▶ Exercise description: Set down the records that follow exactly and completely.

▶ Listed entries:
■ ■ ■ ■ ■ ■ ■
PR #7971, opened 2021-11-26
bugfix: Conflicting declaration error when include<rom/secure_boot.h> (IDFGH-6308)

lovyan03:
Conflicting declaration error occurs between lines 28 and 31 of file rom/secure_boot.h.
This error can be reproduced by writing # include <esp_efuse.h> and building ESP32S2 or ESP32C3 as the target.
```
C:/esp-idf/components/esp_rom/include/esp32c3/rom/secure_boot.h:31:42: error: conflicting declaration 'typedef struct ets_secure_boot_signature ets_secure_boot_signature_t'
 typedef struct ets_secure_boot_signature ets_secure_boot_signature_t;
                                          ^~~~~~~~~~~~~~~~~~~~~~~~~~~
C:/esp-idf/components/esp_rom/include/esp32c3/rom/secure_boot.h:28:8: note: previous declaration as 'struct ets_secure_boot_signature_t'
 struct ets_secure_boot_signature_t;
        ^~~~~~~~~~~~~~~~~~~~~~~~~~~
```

This problem is caused by the extra "_t" at the end of the name, as shown below.
```
struct foo_t;
typedef struct foo foo_t;
```
This pull request removes the trailing _t from " struct ets_secure_boot_signature_t; " on line 28.

### DIFF
--- a/components/esp_rom/include/esp32c3/rom/secure_boot.h
+++ b/components/esp_rom/include/esp32c3/rom/secure_boot.h
@@ -12,8 +12,7 @@
 // See the License for the specific language governing permissions and
 // limitations under the License.
 
-#ifndef _ROM_SECURE_BOOT_H_
-#define _ROM_SECURE_BOOT_H_
+#pragma once
 
 #include <stdint.h>
 #include <stdbool.h>
@@ -23,9 +22,6 @@
 #ifdef __cplusplus
 extern "C" {
 #endif
-
-struct ets_secure_boot_sig_block;
-struct ets_secure_boot_signature_t;
 
 typedef struct ets_secure_boot_sig_block ets_secure_boot_sig_block_t;
 typedef struct ets_secure_boot_signature ets_secure_boot_signature_t;
@@ -127,5 +123,3 @@ struct ets_secure_boot_key_digests {
 #ifdef __cplusplus
 }
 #endif
-
-#endif /* _ROM_SECURE_BOOT_H_ */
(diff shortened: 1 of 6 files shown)


components/esp_rom/include/esp32c3/rom/secure_boot.h
```diff
@@ -25,7 +25,7 @@ extern "C" {
 #endif
 
 struct ets_secure_boot_sig_block;
-struct ets_secure_boot_signature_t;
+struct ets_secure_boot_signature;
```
mahavirj, line 28: I would suggest that we remove both these lines. Followup `typedef` should take care of appropriate forward declaration. Can you please check once and update this PR accordingly? @lovyan03

mahavirj (changes requested):

components/esp_rom/include/esp32c3/rom/secure_boot.h
lovyan03: @mahavirj 
thanks !
I have tested your suggestion.
You are indeed right, removing those two lines solves the error.

By the way, this has nothing to do with this directly, Only the esp32s3 file has the include guard set to " pragma once ".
■ ■ ■ ■ ■ ■ ■
▶ Answer to this problem:
PR #7971, opened 2021-11-26
bugfix: Conflicting declaration error when include<rom/secure_boot.h> (IDFGH-6308)

lovyan03:
Conflicting declaration error occurs between lines 28 and 31 of file rom/secure_boot.h.
This error can be reproduced by writing # include <esp_efuse.h> and building ESP32S2 or ESP32C3 as the target.
```
C:/esp-idf/components/esp_rom/include/esp32c3/rom/secure_boot.h:31:42: error: conflicting declaration 'typedef struct ets_secure_boot_signature ets_secure_boot_signature_t'
 typedef struct ets_secure_boot_signature ets_secure_boot_signature_t;
                                          ^~~~~~~~~~~~~~~~~~~~~~~~~~~
C:/esp-idf/components/esp_rom/include/esp32c3/rom/secure_boot.h:28:8: note: previous declaration as 'struct ets_secure_boot_signature_t'
 struct ets_secure_boot_signature_t;
        ^~~~~~~~~~~~~~~~~~~~~~~~~~~
```

This problem is caused by the extra "_t" at the end of the name, as shown below.
```
struct foo_t;
typedef struct foo foo_t;
```
This pull request removes the trailing _t from " struct ets_secure_boot_signature_t; " on line 28.

### DIFF
--- a/components/esp_rom/include/esp32c3/rom/secure_boot.h
+++ b/components/esp_rom/include/esp32c3/rom/secure_boot.h
@@ -12,8 +12,7 @@
 // See the License for the specific language governing permissions and
 // limitations under the License.
 
-#ifndef _ROM_SECURE_BOOT_H_
-#define _ROM_SECURE_BOOT_H_
+#pragma once
 
 #include <stdint.h>
 #include <stdbool.h>
@@ -23,9 +22,6 @@
 #ifdef __cplusplus
 extern "C" {
 #endif
-
-struct ets_secure_boot_sig_block;
-struct ets_secure_boot_signature_t;
 
 typedef struct ets_secure_boot_sig_block ets_secure_boot_sig_block_t;
 typedef struct ets_secure_boot_signature ets_secure_boot_signature_t;
@@ -127,5 +123,3 @@ struct ets_secure_boot_key_digests {
 #ifdef __cplusplus
 }
 #endif
-
-#endif /* _ROM_SECURE_BOOT_H_ */
(diff shortened: 1 of 6 files shown)


components/esp_rom/include/esp32c3/rom/secure_boot.h
```diff
@@ -25,7 +25,7 @@ extern "C" {
 #endif
 
 struct ets_secure_boot_sig_block;
-struct ets_secure_boot_signature_t;
+struct ets_secure_boot_signature;
```
mahavirj, line 28: I would suggest that we remove both these lines. Followup `typedef` should take care of appropriate forward declaration. Can you please check once and update this PR accordingly? @lovyan03

mahavirj (changes requested):

components/esp_rom/include/esp32c3/rom/secure_boot.h
lovyan03: @mahavirj 
thanks !
I have tested your suggestion.
You are indeed right, removing those two lines solves the error.

By the way, this has nothing to do with this directly, Only the esp32s3 file has the include guard set to " pragma once ".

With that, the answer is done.